Sempre tive vontade de aprender, e em nenhum momento achei que era autossuficiente
Por: João Oliveira | Categoria: Entretenimento | 25-11-2019 13:56 | 3001
 Salvador Mafra já trabalhou em diversas siderúrgicas e viajou o mundo a trabalho
Salvador Mafra já trabalhou em diversas siderúrgicas e viajou o mundo a trabalho Foto: ASSCAM

O engenheiro metalúrgico, Salvador Mafra Filho já passou por momentos difíceis em sua vida e chegou a pensar que não sobreviveria. Mas graças ao amor que sente pela vida, família e amigos, conseguiu superar esses momentos de dor e se tornar uma pessoa mais forte e mais determinada a fazer o bem. Filho de Salvador Mafra e de Jamile Abdo Mafra (em memória), é casado com Célia Regina Gonçalves Mafra, pai do Bruno, Marina e do Matheus; e avô do Pedro, filho do Bruno, e da Eloá, filha da Marina. Aos 64 anos, ele conta que pensa em descansar, mas um descanso voltado para ajudar ao próximo e pessoas que passaram pelas mesmas dificuldades que ele, em agradecimento à nova vida.
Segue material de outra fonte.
PR #348, opened 2017-06-19
Update clear_gray-ardour.colors

cooltehno:
clear_gray_correction_180617
1. The loop rectangle is changed to a gray color. It adds more conformity to a gray theme design (transport loop rect - color 104).
2. The piano roll stripes are slightly changed to lighter colors. It provides more difference between looped and non-looped areas (piano roll black – color 81; piano roll white – color 48).
3. The automation track header is changed from light to dark. It gives more comfortable reading the track name (gtk_automation_track_header – color 25).
4. The audio track header is slightly changed to a lighter color.  It provides more color space for the dark automation track header (gtk_audio_track – color 87).


pauldavisthefirst:
manually rebased. thanks!

PR #350, opened 2017-06-23
Add missing `echo` in ardev_common.sh.in

nickolas360:
The error message at the top of ardev_common.sh.in is missing a call to ``echo``, so Bash tries to run the error message text as a command.


x42:
rebased & merged as Ardour 5.10-115  2106ab431.

Thanks!  What a stupid oversight that was.

PR #351, opened 2017-06-25
Addressing #7371: don't trigger session->undo() from non-GUI-thread

johannes-mueller:
When triggering Session::undo() or Session::redo() from a
non-GUI-thread (e.g. from a surface protocol) Ardour crashes if setting a
CairoWidget dirty due to a ENSURE_GUI_THREAD assertion. (see #7371)

By triggering undo by BasicUI::access_action() rather than by Session::undo()
we ensure that the GUI thread will finally call Session::undo().

So more like a workaround ... but better than crashing :)

### DIFF
--- a/libs/surfaces/control_protocol/basic_ui.cc
+++ b/libs/surfaces/control_protocol/basic_ui.cc
@@ -334,7 +334,7 @@ BasicUI::undo ()
 void
 BasicUI::redo ()
 {
-	access_action ("Editor/redor");
+	access_action ("Editor/redo");
 }
 
 void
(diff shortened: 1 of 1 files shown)


x42:
I've merged the 2 commits and rebased it.. Ardour 5.10-163 f7452c2a3
Thanks.

johannes-mueller:
Thx.

One thing that came into my mind about that: Is it likely that the action paths will change in the future? In that case undo/redo from surfaces will silently stop working.

pauldavisthefirst:
when and if they change, it will be a major effort, not a random, trivial
change. the entire codebase will need auditing for the use of actions.
back-compatibility with existing user-created mappings will be a
particularly thorny area.

PR #529, opened 2020-06-26
Adds a midi map for the M-Audio Oxygen 25 3rd Gen controller

caprenter:
The existing midi map for the M-Audio Oxygen controller did not work for me.
I note that my controller says 3rd Gen on the back
I used the documentation: https://manual.ardour.org/using-control-surfaces/generic-midi/midi-binding-maps/ to create a new map.
I think adding it to the rest of the files might be better than overwriting the old one, but happy for others to decide.
Maps the transport control buttons on the device only. They are labelled C10 to C15 on the controller, and map to 113 to 118 in the file.


x42:
Rebased and merged as 6.0-197 b09d17ebc8. Thanks!

PR #530, opened 2020-06-29
update german translation

edogawa23:


jeythekey:
May I make a quick suggestion (instead of creating a new issue for this):
Currently, the drop-down menu of the edit mode button (slide, ripple, lock) has no German translation. The label shown on the button itself (after selection) is translated, though. Would thus probably be an easy fix?
I also found [this](https://tracker.ardour.org/view.php?id=7924) today, maybe that can also be fixed in this PR?

Thanks!

edogawa23:
@jeythekey thanks for your feedback, it's all there now... the strings mentioned in the Mantis issue have changed a bit since 5.12, and for now I preferred to keep a literal translation, maybe Paul or Robin will consider changing the source string to mention edit point...

x42:
Thank you both! -- rebased and merged as 6.0-189 d0681f8013

I'll have a look at https://tracker.ardour.org/view.php?id=7924 later today.

jeythekey:
Thanks to @edogawa23 also from my side, that was probably one of the fastest fixes I encountered so far ;)

PR #534, opened 2020-07-09
Editing about.cc

smart2128:
Adding Italian translator to about.cc


pauldavisthefirst:
manually rebased and merged. sorry for not adding this myself.

PR #535, opened 2020-07-10
show name when audio track is inactive

iurienistor:
For now it fixes for audio tracks only. I hope I am going in the right direction. Ideally would to be able to re-attache the label from control table to inactive table somehow.
Fixing issue : https://tracker.ardour.org/view.php?id=8298

### DIFF
--- a/gtk2_ardour/audio_time_axis.h
+++ b/gtk2_ardour/audio_time_axis.h
@@ -87,6 +87,9 @@ public:
 	void show_existing_automation (bool apply_to_selection = false);
 	void hide_all_automation (bool apply_to_selection = false);
 
+ protected:
+	bool can_edit_name () const override;
+
 private:
 	friend class AudioStreamView;
 	friend class AudioRegionView;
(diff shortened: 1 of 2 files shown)


gtk2_ardour/audio_time_axis.h
```diff
@@ -87,6 +87,9 @@ class AudioTimeAxisView : public RouteTimeAxisView
 	void show_existing_automation (bool apply_to_selection = false);
 	void hide_all_automation (bool apply_to_selection = false);
 
+ protected:
+	bool can_edit_name () const override;
```
x42, line 91: This is not C++98, but since the parent method is declared `virtual` "override" isn't needed.

This should also be AND modified with parent `RouteTimeAxisView::can_edit_name()`

x42:
Thanks for tracking this down!
I've split this into two and moved the `!active()` test into `RouteTimeAxisView` (that's used for all tracks and busses).
0708cdb6b4a3868361 and c398d85f0b2e6d

I think this issue can be closed now.

x42:
I'm just investigating MIDI.

Looks like `inactive_label.show()` is missing in the c'tor of TimeAxisView.

iurienistor:
Yes, I have just tested and there is a need also for MIDI tracks to be fixed.

x42:
Fixed in 6.2-7 68082abc22

PR #536, opened 2020-07-11
double click to expand / contract the track

iurienistor:
Issue: https://tracker.ardour.org/view.php?id=8297

Double click to expand / contract the track. When is minimized I set it to normal height. Ideally to be able to set it to small height. But small height has little area that is not related to name editing.

Ideally I would like double click to do this:

Return the track to smallest height, or make it maximum (the same as F shortcut is doing for expansion).

Proposal: maybe to add more space to the track header or left side, so there will be easy to double click when the track is small


x42:
Nice! Thanks.
Rebased and merged as 6.2-15 4e6a15938c

PR #540, opened 2020-07-17
Follow symlinks for stored paths in generic UIs

paulfd:
When using the `abstract_path` feature in LV2 plugins, there is a symlink chain created from the saved state of the plugin to the original file. This seems like an UX inconvenience. This patch attempts to follow the symlinks to the original file.

It's not entirely perfect though; a user voluntarily setting a symlink as the path parameter might get irritated by this behavior.

Code organization wise I put a free function there but if it's not the proper style please tell me!


x42:
This must go to https://github.com/lv2/lilv/issues/13

PR #541, opened 2020-07-18
fix memory leak when undo/redo view state

iurienistor:


gtk2_ardour/editor.cc
```diff
@@ -4471,7 +4479,8 @@ Editor::VisualState::VisualState (bool with_tracks)
 
 Editor::VisualState::~VisualState ()
 {
-	delete gui_state;
+	if (gui_state)
```
x42, line 4482: See https://ardour.org/styleguide.html item 25

> Don't write: `if (foo) delete foo;` ... C++ handles `delete (0);` just fine, so just `delete foo` will do.

iurienistor: Ok, thanks you, learned something new.

iurienistor: Do I need to make another pull request?

PR #543, opened 2020-07-18
remove parenthesis from the disabled track name

iurienistor:
I propose to remove parenthesis from the disabled track name.

### DIFF
--- a/gtk2_ardour/route_time_axis.cc
+++ b/gtk2_ardour/route_time_axis.cc
@@ -430,7 +430,7 @@ RouteTimeAxisView::label_view ()
 		name_label.set_text (x);
 	}
 
-	inactive_label.set_text (string_compose("(%1)", x));
+	inactive_label.set_text (string_compose("%1", x));
 	inactive_label.show ();
 
 	const int64_t track_number = _route->track_number ();


pauldavisthefirst:
there needs to some visual indication of inactive status

iurienistor:
> there needs to some visual indication of inactive status

Ok. Maybe a grey out text instead of parenthesis. But since I am still familiarizing with the code... I couldn't find how to user the grey from the theme colors.

pauldavisthefirst:
You can't use "grey". You can get a color by name, and it should preferably be functional name, not an actual color name. UIConfig::color ()

Actually using it generally harder.

iurienistor:
@pauldavisthefirst I don't know if it is the exact file but in themes/dark-ardour.colors there are defined aliases <ColorAliases> and <Colors> used by aliases. There is widget:gray color, but I am afraid it is not intended to be used as "grayout color" in <ColorAliases>. Also, I don't see anything related to track label name in the <ColorAliases>. Do I need to add it there and define also a new color for gray out stuff?...

x42:
What's wrong with using braces? That leaves the name clearly visible, while still providing an indication.

iurienistor:
@x42 My intention was to remove parenthesis and grayout. I thought usually in GUI when something is disabled everything is just grayed out but I am not aware of Ardour specifications.

x42:
Usually only actions that are sensitive are made insensitive (aka grayed out) when they re not available.

Easiest way to mark it grayed-out is:
```
inactive_label.set_sensitive (false);
```

iurienistor:
@x42 I've just tested, the contrast unfortunately is bad. I think probably it should be used in the combination with colors defined in the themes that will overwrite the widget styles.

PR #544, opened 2020-07-18
Add MIDI mapping for AKAI_MPK249

Perfexion:


x42:
Thank you!
Rebased and merged as Ardour 6.2-242 917923512e

PR #546, opened 2020-07-19
French translation update

trebmuh:


x42:
Merci.

Applied as 6.2-75 d2f74456c

PR #547, opened 2020-07-20
Set JACK transport bar_start_tick field

swesterfeld:
I found that there is an XXX comment which says `still need to set bar_start_tick` in Ardour JACK transport code. I found this while testing SpectMorph JACK transport synchronization, the field is simply not set by Ardour right now. So I added code to fill out the field.


x42:
Rebased and merged as 6.2-183 ad8eb4d05b
Thank you!

PR #549, opened 2020-07-20
add maximized region mode

iurienistor:
In this commit is the idea, maybe you'll like it.

When the user makes "Ctrl + double click" on the region
the region view will be maximized and the visual state just before this will be kept.
This will make like entering into a maximized region mode.
The next "Ctrl + double click" will return visual state to the kept one,
i.e. leaving the maximized region mode.
When the visual state is in maximized mode and there vertical scroll is done
than the mode will be just cleared and the visual state will not be changed.

### DIFF
--- a/gtk2_ardour/editor.cc
+++ b/gtk2_ardour/editor.cc
@@ -252,6 +252,7 @@ Editor::Editor ()
 	, _playlist_selector (0)
 	, _time_info_box (0)
 	, no_save_visual (false)
+	, _minimized_visual_state (0)
 	, _leftmost_sample (0)
 	, samples_per_pixel (2048)
 	, zoom_focus (ZoomFocusPlayhead)
@@ -887,6 +888,7 @@ Editor::~Editor()
 	delete selection;
 	delete cut_buffer;
 	delete _cursors;
+	delete _minimized_visual_state;
 
 	LuaInstance::destroy_instance ();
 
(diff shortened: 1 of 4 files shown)


x42:
Why have you closed it?

iurienistor:
There was no feedback or any comment, thus, I thought probably there is no interest in this.

x42:
I think the average time to review/merge github pull-requests is maybe 2 months, usually we investigate and reviews shortly before the bi-monthly releases.

pauldavisthefirst:
Also, I'm in the middle of reimplementing the nutempo "branch" which requires deep immersion and a large amount of line by line code changes. I would normally have reviewed this by now, but I can't spare the mental bandwidth until nutempo v2 gets closer to completion.

iurienistor:
Ah, ok, thank you. :) Sorry for this, I didn't know about how review process takes place in Ardour project. I am afraid I can't reopen the pull request, probably someone that has right access or I need to make another pull request.

x42:
It cannot be re-opened. There's an error:

> The repository that submitted this pull request has been deleted.

x42:
We can probably grab it directly 
```
curl https://patch-diff.githubusercontent.com/raw/Ardour/ardour/pull/549.patch | git am -
```

iurienistor:
Thank you. I'll make a new pull request. Probably even with additional changes.

PR #550, opened 2020-07-25
WebSockets: updates to the mixer demo surface

lucianoiam:
- Add label strips
- Add a fullscreen toggle
- Improve layout

IMG_32DBCB560304-1


x42:
That looks awesome!

rebased and merged as 6.2-180 b298f44468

Jornal do Sudoeste: Como foi sua infância em Paraíso?
S.M.F.: Foi uma infância rica, não tínhamos celulares, computadores, eram outros tempos, ficava até tarde da noite brincando de pique e futebol. Hoje a criança fica até tarde brincando no tablete ou celular e não sai de casa, naquela época era o contrário, não ficamos em casa. No Largo São José tinha um campo, onde passávamos o dia jogando bola.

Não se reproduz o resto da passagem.